> **Exercise aim**: The line containing "Can we display" marks the end; copy exactly all lines from the start of the material up to and including it.
Start of Block
PR #2067, opened 2019-05-24
Show only GH Enterprise notifications on GH Enterprise

### LINKED ISSUE #2065: Unread notifications from GHE appear on Github and vice versa
Can we display notifications marked as unread from the same domain only?

simonkotwicz:
Closes #2065

### DIFF
--- a/source/features/mark-unread.tsx
+++ b/source/features/mark-unread.tsx
@@ -49,7 +49,7 @@ async function getNotifications(): Promise<Notification[]> {
 	const {unreadNotifications} = await browser.storage.local.get({
 		unreadNotifications: []
 	});
-	return unreadNotifications.filter(({url}) => url.startsWith(location.origin));
+	return unreadNotifications.filter(({url}: AnyObject) => location.hostname.endsWith(new URL(url).hostname));
 }
 
 async function setNotifications(unreadNotifications: Notification[]): Promise<void> {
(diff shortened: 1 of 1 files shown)


simonkotwicz:
Actually, I might need to modify this PR, I forgot about gist.github.com.

bfred-it:
>  I forgot about `gist.github.com`

That's fine, there are no notifications on that domain

simonkotwicz:
There is a notification icon though, do we not care about seeing unread notifications there?

bfred-it:
Good point. You can use the `URL` constructor to parse the `url` variable and match the main domain only, e.g. `github.com` instead of the whole origin.

bfred-it:
Actually that's a bad idea because `url` could be `hello.co.uk` and currentDomain` might be `wow.co.uk`, which we have to turn into `co.uk` to make my logic work.

This needs to explicitly account for `gist.github.com` instead

source/features/mark-unread.tsx
```diff
@@ -49,7 +49,7 @@ async function getNotifications(): Promise<Notification[]> {
 	const {unreadNotifications} = await browser.storage.local.get({
 		unreadNotifications: []
 	});
-	return unreadNotifications;
+	return unreadNotifications.filter(({url}: AnyObject) => location.hostname.endsWith(new URL(url).hostname));
```
bfred-it: That's a good solution

```suggestion
	return unreadNotifications.filter(({url}: Notification) => location.hostname.endsWith(new URL(url).hostname));
```

bfred-it:
This doesn't break github.com and gist.github.com, so it's a-ok for me

busches:
I never have notifications on GHE. I'm not sure if they're not fully baked yet or our instance isn't configured to use them. Either way, this looks fine to me.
End of Block
> **Answer to the exercise**:
PR #2067, opened 2019-05-24
Show only GH Enterprise notifications on GH Enterprise

### LINKED ISSUE #2065: Unread notifications from GHE appear on Github and vice versa
Can we display notifications marked as unread from the same domain only?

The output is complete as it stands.